Traditionally, their mostly young clientele is difficult to mobilize for local elections. That’s why in many districts they did not even have candidates in the past. For the first time, at least two candidates compete for each of the 452 seats.

The establishment parties, in turn, have declared the election to be a vote against violence, which does not mean police violence. “The district election is a great opportunity to show if you support violence or peaceful action”, said Samuel Mok Kam-sum, a candidate of DAB’s largest pro-Beijing party. He was in the middle of the election campaign. Just a few hundred yards from the nearest polling station, he has set up his booth and takes selfies with supporters. “We hope to get the silent majority to the polls”, he said.

Until two weeks ago, the Pro Beijing camp faced a bitter defeat. Many supporters of the establishment were disappointed with the government’s passive crisis management. Afraid that their constituents might stay at home, the pro-Beijing parties kept their distance from the government and openly criticized Chief Executive Carrie Lam.

“We hope to get the silent majority to the polls” – Samuel sum, pro-Beijing party

The events of the past few days could have improved the chances of the pro-Beijing parties. Activists had sabotaged large parts of public transport and blocked the cross-Habour tunnel connecting the island of Hong Kong with the mainland of the Special Administrative Region.

Many Hong Kongers were therefore unable to drive to work and were not very enthusiastic about the action.
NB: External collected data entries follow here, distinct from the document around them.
PR #319, opened 2021-04-06
Remove opt-level hacks from cargo configs.

vext01:
Requires https://github.com/softdevteam/ykrustc/pull/180/ to be merged first.

Now that ykrustc automatically turns off optimisation for hardware
tracing, we can simplify our build system a little.


vext01:
This is good to go now.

Added to this are the serious riots at Chinese University and Polytechnic University. While the police dipped the city in tear gas and encircled the university squatters, the activists threw hundreds of Molotov cocktails and devastated entire streets. “The government uses this to put our candidates in a bad light”, says pro-democracy district councilor Clarisse Yeung.

However, the struggles at the two universities are also a mobilizing factor on the other side. “I studied at Chinese University, and I am deeply outraged that the police attacked them”, says Cheung, the man in the queue in Sai Wan.

Read also: Hong Kong local elections begin after months of protests

Zubair Yaqoob
Zubair Yaqoob
The author has diversified experience in investigative journalism. He is Chief content editor at He can be reached at: [email protected]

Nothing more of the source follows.